HL Deb 30 June 1994 vol 556 cc865-7

3.25 p.m.

Lord Kennet asked Her Majesty's Government:

Who in law is responsible and therefore liable for damages if the genetically modified virus containing a scorpion gene escapes from the field at Wytham near Oxford into the general environment and affects organisms other than those intended.

The Earl of Arran

My Lords, Part VI of the Environmental Protection Act 1990 provides the basis for legislation controlling the release of genetically modified organisms. If an organism were released in such a manner that a criminal offence was committed under the Act, the Secretary of State has powers to take reasonable steps towards remedying any harm caused, where possible, and to recover the cost incurred from the person convicted of the offence. Liability and damages would depend on the circumstances of any escape and the nature of the damage caused.

Lord Kennet

My Lords, I thank the noble Earl for his most informative and rather complicated answer. Will he confirm that we are dealing with the release into a field of a virus, which is a native of California and tends to kill moth caterpillars, and that this virus has been genetically engineered in this country so as to make it more likely to kill the caterpillar of the cabbage looper, having been laced for good measure with a section of genetic material which produces scorpion venom when it is at home,? That being the case, if anything were to go wrong, would not it be a singularly conspicuous matter? If the Secretary of State has the power to recover the cost, what will he do with it when he has recovered it? Will he pay it out again to those who have suffered? If so, does that mean that it will come to rest with the taxpayer, or is there an alternative route in this era of private enterprise?

The Earl of Arran

My Lords, I cannot say precisely what the Secretary of State will do in particular circumstances because such circumstances have not yet arisen. We very much hope that they will not arise. Certainly, the noble Lord was right.
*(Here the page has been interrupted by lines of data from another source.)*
PR #4254, opened 2021-01-19
Multi VO: Test for multi-VO before checking access_rule_vo  Fix #4253

### LINKED ISSUE #4253: Rucio single-VO should not check for permission on access_rule_vo
Motivation
----------
Problems in a single-VO instance when checking permissions on various rule commands. Single-VO instances, apart from ATLAS, do not have the necessary access_rule_vo permission available.

Modification
------------
Only check for the access_rule_vo permission if the instance is running in multi-VO mode. The new function is_multi_vo() tests the instance for multi-VO configuration. If this returns False, the permission on access_rule_vo is not checked.

ijjorama:
Changed code in lib/rucio/api/rule.py so that single-VO instances don't check for access_rule_vo.

### DIFF
--- a/lib/rucio/api/rule.py
+++ b/lib/rucio/api/rule.py
@@ -22,6 +22,14 @@ from rucio.common.schema import validate_schema
 from rucio.common.types import InternalAccount, InternalScope
 from rucio.common.utils import api_update_return_dict
 from rucio.core import rule
+from rucio.common.config import config_get_bool
+
+def is_multi_vo():
+    """
+    Check whether this instance is configured for multi-VO
+    returns: Boolean True if running in multi-VO 
+    """
+    return config_get_bool('common', 'multi_vo', raise_exception=False, default=False)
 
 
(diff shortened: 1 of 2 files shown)


lib/rucio/api/rule.py
```diff
@@ -22,6 +22,14 @@
...
 from rucio.common.utils import api_update_return_dict
 from rucio.core import rule
+from rucio.common.config import config_get_bool
+
+def is_multi_vo():
+    """
+    Check whether this instance is configured for multi-VO
+    returns: Boolean True if running in multi-VO 
+    """
+    return config_get_bool('common', 'multi_vo', raise_exception=False, default=False)
```
bziemons: This would fit better into `lib/rucio/core/vo.py` and imported from there

bari12:
Thanks @ijjorama - there are two small syntax tests failing. Please update the PR. Otherwise this is ready to merge. 👍

bziemons (commented):
looks good

bari12 (approved):

PR #4260, opened 2021-01-21
API: Provide setting for loading endpoints; Fix #4043

### LINKED ISSUE #4043: Flask dynamic endpoint loading
Motivation
----------
Currently Flask is used with a single endpoint in testing. This is required for some of the endpoint blueprints, creating certain URL rules for backwards compatibility with the v1 API structure. The single endpoint is defined here: https://github.com/rucio/rucio/blob/a1ca9008067f49c3fcbddc769f218d7078f07a71/lib/rucio/web/rest/flaskapi/v1/main.py

Modification
------------
The standard list of endpoints should be loaded by default: https://github.com/rucio/containers/blob/fef758e0f90f9cc4e359078cbd9af8c95db46393/server/rucio.conf.j2#L89-L110 and errors thrown while loading them should be propagated immediately. This is to avoid silent errors and unexpected behavior. Endpoints may be added to or removed from this list in the Rucio configuration.

bziemons:
Add [api] section and endpoints configuration variable for configuring the dynamic addition/removal of Flask endpoints.
Also rename all Flask blueprint modules so they can be identified by their api prefix.
I reversed the testing matrix here as well, so that Flask is now tested fully and webpy only on a few cases.
Closes #4043


bziemons:
Follow-up: Need to adjust config templates and configs in [rucio/containers](https://github.com/rucio/containers)

bari12 (approved):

This particular virus in the Oxford institute naturally infects caterpillars; but it has been modified with the scorpion toxin gene, which means that the target insect is killed faster and before it can damage crops. Similar GMOs have been released —I believe there have been approximately six in the past seven years. Every possible precaution has been taken on releases to the environment by the advisory committee, which in turn informs the Secretary of State.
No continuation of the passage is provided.